Uma parte de mim ainda se sente um pouco na defensiva em relação a isso. À medida que envelheci e adquiri experiência como pároco, passei a valorizar mais a tradição e quero defender as coisas de valor duradouro que me foram confiadas num mundo em que os influenciadores nos enganam com bugigangas desfiladas como itens na esteira rolante do Jogo da Geração. Deslize para a esquerda, deslize para a esquerda, deslize para a esquerda.
Às vezes, os sermões se escrevem sozinhos. Isso aconteceu comigo no domingo passado, quando eu estava no Queen Mary 2, navegando de Nova York para Southampton.
Um ‘serviço de canções de natal’ terminou com o acendimento da vela de Hanukkah quando surgiram as notícias do tiroteio em Bondi Beach
Eles me perguntaram se eu aceitaria o Carol Service, um evento esplêndido realizado em torno de uma gigantesca árvore de Natal ao pé da escada em espiral do grande saguão.
‘Carol’ é hoje um termo vagamente definido, incluindo White Christmas e Chestnuts Roasting etc etc ao lado do Good King Wenceslas e Hark The Herald, e eu não preguei tanto quanto ‘diga algumas palavras’.
Mas, à medida que nos reunimos às centenas, surgiram notícias sobre o tiroteio em Bondi Beach e eu não precisei dizer muito, pois nosso serviço religioso seguiu para o acendimento da vela de Hanukkah.
Paz na terra, boa vontade para todos. Uma grande pergunta no nosso mundo dividido, mas sempre foi, desde a primeira Natividade num canto insignificante do Império Romano, há 2.000 anos, quando as pessoas descobriram que a realização das suas esperanças e o fim dos seus medos não era um guerreiro com uma espada flamejante, mas um bebé minúsculo – o seu hálito misturado no ar frio da noite com o dos animais da quinta e de estranhos incompreensíveis.
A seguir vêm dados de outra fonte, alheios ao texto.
PR #579, opened 2024-03-18
Fix measure bar left applied wrongly to previous line.

ilizol:


basil:
Not sure if this will cause any regressions for my scores at https://github.com/basil/byzantine-music. In general I think barline support needs some more work and UI improvements to deal with this case as well as a few others I discovered in the above scores. I will try to find some time to work on it in the next few weeks.

basil:
Causes #665

ilizol:
Add #151 as a reference.

danielgarthur:
Talking with @ilizol, it sounds like the issue is not that there is a bug in the bar line logic, but that rather he would rather the "courtesy bar line" not be added. In the same way Musescore has an option to disable courtesy key signatures, Neanes should allow this courtesy bar line to be disabled.

basil:
That makes sense to me and would definitely be an improvement over the status quo, but I suspect a fully-fledged UI would still have to cover some additional cases. For example, look at lines 2-3 of https://cappellaromana.org/wp-content/uploads/2023/10/Sun-of-Justice-Sample-Page_10-5.jpg and lines 1-2 of https://cappellaromana.org/wp-content/uploads/2023/10/Sun-of-Justice-Sample-Page_10-4.jpg. There the "courtesy bar line" is different from the barline on the next/previous line. My existing inference logic doesn't support this, and some sort of UI support would be needed, but the UI support would need to be more complex than the checkbox described above.

Issue #615, opened 2024-04-11
Lyric import/export


basil:
I am editing my second book with Neanes, a 75-page work of the music for the Small and Great Supplicatory Canons. Unlike the first collection of Axion Estins, this work is very text-heavy with dozens of pages of heirmologic troparia. Without native spell-checking or hyphenation support, it is difficult to achieve high-quality output if your only option for lyric entry is to enter lyrics syllable by syllable into the score. Even starting from a document with (software-produced) perfect hyphenation, I made [a large number of typographical errors](https://github.com/basil/byzantine-music/commit/e3f5c070f29787dad3c64c505aad0ac242f7edc3) while entering the lyrics into the score, and the only way for me to discover them was to write a Python script to export lyrics out of Neanes and compare them to my input. I don't imagine this is a practical option for most users.

Both Finale and NoteWorthy Composer offer a superior solution in the form of a dedicated lyrics editor. Both offer the ability to edit and export existing lyrics. The version in Finale allows new lyrics to be entered into the document, but they must be placed onto notes with mouse clicks. [The version in NoteWorthy Composer](https://noteworthycomposer.com/faq/15.md) is somewhat superior, as it allows new lyrics to be entered in the lyrics editor and they are automatically placed onto notes based on the number of hyphens, underscores, or spaces present in the lyrics editor dialog. This allows for efficient import _and_ export of lyrics and also allows lyrics to be easily transferred from one document to another.

I would very much like for a NoteWorthy Composer style lyrics editor to be added. This way, you can type lyrics in your word processor of choice, spell check them there, run them through e.g. https://juiciobrennan.com/hyphenator/ to hyphenate them correctly, and paste the result into the Neanes lyric editor for efficient import, adding extra hyphens, underscores, or spaces for lyrics that span more than one syllable as needed. This also enables the opposite use case, where lyrics can be entered interactively in Neanes and then exported to a word processor for spell checking by opening the lyrics editor, copying the lyrics, pasting them into the word processor, removing the hyphens, and running the spell checker. Removing the hyphens is a bit of a pain and doesn't work 100% of the time because "all-ho-ly" would become the incorrectly spelled "allholy", so it is preferable to do the spell checking before the hyphenation, but the latter workflow is still better than nothing when you have a document with lyrics you don't trust already entered.

[...]

PR #633, opened 2024-04-17
Advanced Lyrics Entry

danielgarthur:
This PR adds a new way of entering lyrics that makes it easier to create prosomoia, as well as to quickly shift lyrics. The file `advanced.md` in this PR has a more detailed description of the feature.

It does not add automatic hyphenation or spell-checking.

#615


basil:
Drop cap handling doesn't seem correct for paragraphs that begin with a single-letter word, like "I" or "O"—in these cases, the drop cap should include a space, as HTM's publications do. See https://github.com/basil/byzantine-music/blob/27955c0002750c7004c2c3a78632536c92f66221/Mysteries%20and%20Sacraments/Paraklesis/24%20Megalynaria.byzx.

PR #642, opened 2024-04-20
Add Stathis Series font

danielgarthur:
This PR adds the Stathis Series font (LTR only). Font may be selected in the Page Setup dialog.


basil:
Causes #665

PR #659, opened 2024-04-23
Handle whole-word drop caps

basil:
https://github.com/neanes/neanes/pull/633#issuecomment-2068121485

### DIFF
--- a/src/components/Editor.vue
+++ b/src/components/Editor.vue
@@ -4738,12 +4738,14 @@ export default class Editor extends Vue {
       if (filteredElements[i].elementType === ElementType.DropCap) {
         const dropCap = filteredElements[i] as DropCapElement;
         const token = tokenizer.getNextCharacter();
+        const nextToken = tokenizer.peekNextToken();
+        const content = nextToken === '_' ? `${token} ` : token;
 
         if (dropCap.content !== token) {
           updateCommands.push(
             this.dropCapCommandFactory.create('update-properties', {
               target: dropCap,
-              newValues: { content: token },
+              newValues: { content },
             }),
           );
         }
--- a/src/components/Editor.vue
+++ b/src/components/Editor.vue
@@ -4741,7 +4741,7 @@ export default class Editor extends Vue {
         const nextToken = tokenizer.peekNextToken();
         const content = nextToken === '_' ? `${token} ` : token;
 
-        if (dropCap.content !== token) {
+        if (dropCap.content !== content) {
           updateCommands.push(
             this.dropCapCommandFactory.create('update-properties', {
               target: dropCap,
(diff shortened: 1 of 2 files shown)


src/components/Editor.vue
```diff
@@ -4738,12 +4738,14 @@ export default class Editor extends Vue {
       if (filteredElements[i].elementType === ElementType.DropCap) {
         const dropCap = filteredElements[i] as DropCapElement;
         const token = tokenizer.getNextCharacter();
+        const nextToken = tokenizer.peekNextToken();
+        const content = nextToken === '_' ? `${token} ` : token;
 
         if (dropCap.content !== token) {
```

Lembro-me de uma vez ter pregado um sermão nesse sentido na Missa da Meia-Noite, que achei bastante bom, se assim posso dizer, e depois de me despedir da congregação que estava à porta, notei-os parando em nosso presépio no cemitério da igreja. Resultado, pensei, nos reunimos esta noite no presépio, pois sempre temos que adorar o mistério de Deus encarnado.
Quando fui apagar as luzes vi que alguém havia substituído Jesus no berço por um velociraptor de plástico.
No entanto, ainda assim chegamos, ano após ano, por razões que podem ser obscuras para nós e muito menos para qualquer outra pessoa, com relutância, com alegria, com alegria e tristeza. E estamos à beira de um mistério que ainda impressiona.
Para mim, cansado do Natal, ele ainda oferece esperança, fé e graça em um mundo difícil e em uma época indiferente.
Se você vier, e rezo para que venha, espero que você também encontre isso.